All this started when someone asked how does performance of the new PLY importer (landed in #104404) compares to regular C/C++ PLY parsing libraries, e.g. miniply. I started to look, found that while the new importer is about 7x-20x faster than Python one, it's between 4x-8x slower than miniply. But then, while testing on some ply files, I found that it was not handling some of them properly (crashes or garbage data). And so...

Fixes

  • General:
    • Was assuming that positions/normals/UVs are always float, and colors are always uchar. But e.g. positions are sometimes doubles, or colors are floats etc.
    • Was assuming that face element is always just a single vertex indices property. But some files have more arbitrary properties per-face.
  • ASCII importer:
    • Was assuming that file elements are always in this order: vertex, face, edge. That is not necessarily the case.
    • Was only handling space character as separator, but not other whitespace e.g. tab.
    • Was not checking for partially present properties (e.g. if just nx is present but not ny and nz, it was still assuming whole normal is there).
  • Binary importer:
    • Was assuming that faces are always 1-byte list size and 4-byte indices.
    • Was assuming that edge vertex indices are always 4-byte.

For the assumptions above, it often lead to either crashes, garbage data or not detecting presence of a vertex component. E.g. binary importer was just always reading 4 bytes for vertex indices, but if a file has 2 byte indices then that would read too much, and then later on would start reading garbage. ASCII importer was doing out-of-bounds reads into properties array if some assumptions were not correct, etc.

Improvements

  • Some ply files use different property type names, e.g. float32, uint16 or int8 instead of float, ushort, char; now that is supported too.
  • Handles tristrips element. Some files out there do not have face but rather has a triangle strip, internally using -1 indices for strip restarts.

Performance

While doing the above fixes/improvements, in order to fix some things it was more convenient to also make them more performant :) Now it avoids splitting each ASCII line into a vector of std::string objects, for example, or reading a binary file in tiny chunks.
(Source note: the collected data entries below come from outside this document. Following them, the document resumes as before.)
PR #201, opened 2022-05-04
Maternity tests

### LINKED ISSUE #200: Convert Maternity tests script
Testing comparing processed SOURCE maternity extract to existing data in the SLFs

Jennit07:
Testing for processed SOURCE maternity script

Closes #200


Production_scripts/Process_extracts/Produce_extract_tests/extract_maternity_tests.R
```diff
@@ -0,0 +1,43 @@
...
+library(openxlsx)
+library(slfhelper)
+
+
+# Read in Data-----------------------------------------
+
+year <- "1920"
+
+# Read new data file
+new_data <- readr::read_rds(get_source_extract_path(year, "Maternity", ext = "rds"))
```
catherineholland1, line 22: issue with reading this in - should be fixed when functions updated (check_mode read/write)

catherineholland1 (approved):
This looks good and runs well - only issue was reading in the Maternity data but that should be fixed when the file paths are updated. 

Only other comment would be if it is worth adding in any plots to identify any differences?

Jennit07:
This one is ready to be merged. May need to be reviewed again as mentioned in #239 that the same acute function could be applied to create the tests.

catherineholland1:
> This one is ready to be merged. May need to be reviewed again as mentioned in #239 that the same acute function could be applied to create the tests.

linked to PR #242 which renames the test function

catherineholland1:
> > This one is ready to be merged. May need to be reviewed again as mentioned in #239 that the same acute function could be applied to create the tests.
> 
> linked to PR #242 which renames the test function

PR merged - get branch up to date then `produce_source_extract_tests()` will be available to use

Production_scripts/Process_extracts/Produce_extract_tests/extract_maternity_tests.R
Moohan: @Jennit07 / @catherineholland1 can we check this is fixed now, please? If Jen deletes the maternity rds file (which might already not exist) then re-create it with the latest functions/versions of the package. Hopefully, then everything will work for Catherine.

catherineholland1: I just re ran the maternity extract and saved out the .rds file and now it reads in error free

PR #203, opened 2022-05-04
Amend sc scripts

### LINKED ISSUE #202: Use SC snapshot data for June 22 update
Currently we read in data that has not been validated by DM in the 'snapshot' but we ask the social care team for the most up to date validated period and implement this in the code. Using the snapshot data will skip this step and we will not need to ask the social care team to confirm the validated data. This will also reduce the filtering when reading in the data from the platform

Jennit07:
I think this only affects care homes and home care all episodes for now. If i have missed anything else, please let me know. I have also looked at the data before and after using the snapshot which i can show you. Thanks

Closes #202


Moohan:
I think there are some extra bits to add 😉

- [ ] Demographics file
- [ ] Client lookup

Jennit07:
Good spot! changes made

Moohan (approved):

Generally this is now 2x-4x faster than the previous state of C++ importer. Here are timings to import "Lucy" model from the Stanford 3D scans page (blender RelWithDebInfo build, Windows is VS2022 16.4 on Ryzen 5950X, Mac is clang 14 on Apple M1Max):

The code has changed quite a bit to achieve both the fixes and performance:

  • Instead of separate files for ASCII and Binary reading, they are now both in ply_import_data.cc/hh. Reason is that all of the "find correct property indices" logic is the same between both (and that bit was mostly missing previously).
  • Instead of using raw C++ fstream object and reading line by line (which in turn reads one byte at a time) or reading field by field, now there's a ply_import_buffer.cc/hh that reads in 64KB chunks and does any needed logic for the ASCII/header part to properly split into lines. This avoids all the mutex locking, locale lookups, C++ abstraction layers overhead that C++ iostreams have when doing a ton of tiny reads.

Tests

Extended test coverage with new files (comitted in svn revision 63274, attached as zip here too). 11 new "situations", in both ascii and binary forms. Additionally, now also has a Big Endian binary file to test; BE codepath was completely untested before.

Overall reworked the tests so that they don't do the whole "load dummy blend file, import ply file on top, go over meshes, check them", but rather do a simpler "run ply importer logic that fills in PlyData structure, check that". The followup conversion to blender meshes is fairly trivial and the tests were not really covering that in a useful way.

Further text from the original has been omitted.